This exercise calls for every record to be set down exactly.

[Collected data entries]
_ _ _

PR #304, opened 2022-09-26
Zoom

Noordfrees:
The game can now be zoomed. Any sprites not available at a given zoom scale are downscaled from the smallest bigger size, if available, otherwise upscaled from the largest smaller size. All animations and other sprite types support having separate graphics for each scale. 

I did not actually add any sprite definitions for scales other than 64 yet; that's something for a follow-up-branch even for those units where we already have high-resolution renders.

Scaling is done in software. I tried out using OpenGL scaling but the pro-con table is pretty clear:

<table>
<tr>
	<th>
	<th>Software
	<th>Hardware
<tr>
	<th>Pros
	<td><li>Pretty fast after a few frames due to caching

_ _ _

● **The completed task**
PR #304, opened 2022-09-26
Zoom

Noordfrees:
The game can now be zoomed. Any sprites not available at a given zoom scale are downscaled from the smallest bigger size, if available, otherwise upscaled from the largest smaller size. All animations and other sprite types support having separate graphics for each scale. 

I did not actually add any sprite definitions for scales other than 64 yet; that's something for a follow-up-branch even for those units where we already have high-resolution renders.

Scaling is done in software. I tried out using OpenGL scaling but the pro-con table is pretty clear:

<table>
<tr>
	<th>
	<th>Software
	<th>Hardware
<tr>
	<th>Pros
	<td><li>Pretty fast after a few frames due to caching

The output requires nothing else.